**Work request:**
Reproduce verbatim the lines of the material below, starting at the line with "PR #774, opened 2020-01-24" and ending at the line with "It should be", both inclusive; skip the rest.

**Excerpted data:**

· · · · · · ·

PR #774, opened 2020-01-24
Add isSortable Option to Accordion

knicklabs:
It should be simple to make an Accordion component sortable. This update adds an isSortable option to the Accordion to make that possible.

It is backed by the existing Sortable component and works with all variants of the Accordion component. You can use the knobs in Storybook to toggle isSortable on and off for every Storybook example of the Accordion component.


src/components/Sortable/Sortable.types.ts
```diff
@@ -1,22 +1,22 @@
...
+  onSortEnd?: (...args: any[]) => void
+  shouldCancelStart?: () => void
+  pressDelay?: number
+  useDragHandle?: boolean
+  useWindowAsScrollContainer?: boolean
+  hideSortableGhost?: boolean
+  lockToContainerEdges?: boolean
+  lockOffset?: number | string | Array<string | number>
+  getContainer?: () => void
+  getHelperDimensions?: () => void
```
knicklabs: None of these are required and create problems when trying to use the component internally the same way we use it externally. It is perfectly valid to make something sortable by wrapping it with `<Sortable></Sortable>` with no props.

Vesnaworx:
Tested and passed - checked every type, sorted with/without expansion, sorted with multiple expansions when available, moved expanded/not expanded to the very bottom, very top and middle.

· · · · · · ·

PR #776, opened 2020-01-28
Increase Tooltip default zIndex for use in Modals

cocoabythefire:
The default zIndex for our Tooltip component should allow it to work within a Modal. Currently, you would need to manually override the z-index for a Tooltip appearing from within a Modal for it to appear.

· · · · · · ·

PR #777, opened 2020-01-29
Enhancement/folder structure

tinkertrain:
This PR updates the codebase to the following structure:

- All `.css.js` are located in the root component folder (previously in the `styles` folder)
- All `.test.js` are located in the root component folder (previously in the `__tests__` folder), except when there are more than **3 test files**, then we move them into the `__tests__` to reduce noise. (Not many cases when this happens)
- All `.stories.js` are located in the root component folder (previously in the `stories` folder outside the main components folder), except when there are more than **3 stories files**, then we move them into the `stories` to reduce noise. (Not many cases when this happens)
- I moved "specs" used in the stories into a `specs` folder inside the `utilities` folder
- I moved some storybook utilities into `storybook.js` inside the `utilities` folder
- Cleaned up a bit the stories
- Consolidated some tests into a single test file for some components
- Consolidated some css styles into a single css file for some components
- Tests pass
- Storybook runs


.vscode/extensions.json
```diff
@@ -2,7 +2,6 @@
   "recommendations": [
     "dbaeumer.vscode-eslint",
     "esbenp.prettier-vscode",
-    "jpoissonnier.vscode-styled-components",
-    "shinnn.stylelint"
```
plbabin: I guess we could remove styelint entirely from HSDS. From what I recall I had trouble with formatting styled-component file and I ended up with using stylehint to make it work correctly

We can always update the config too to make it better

· · · · · · ·

**Solution for this problem:**
PR #774, opened 2020-01-24
Add isSortable Option to Accordion

knicklabs:
It should be simple to make an Accordion component sortable. This update adds an isSortable option to the Accordion to make that possible.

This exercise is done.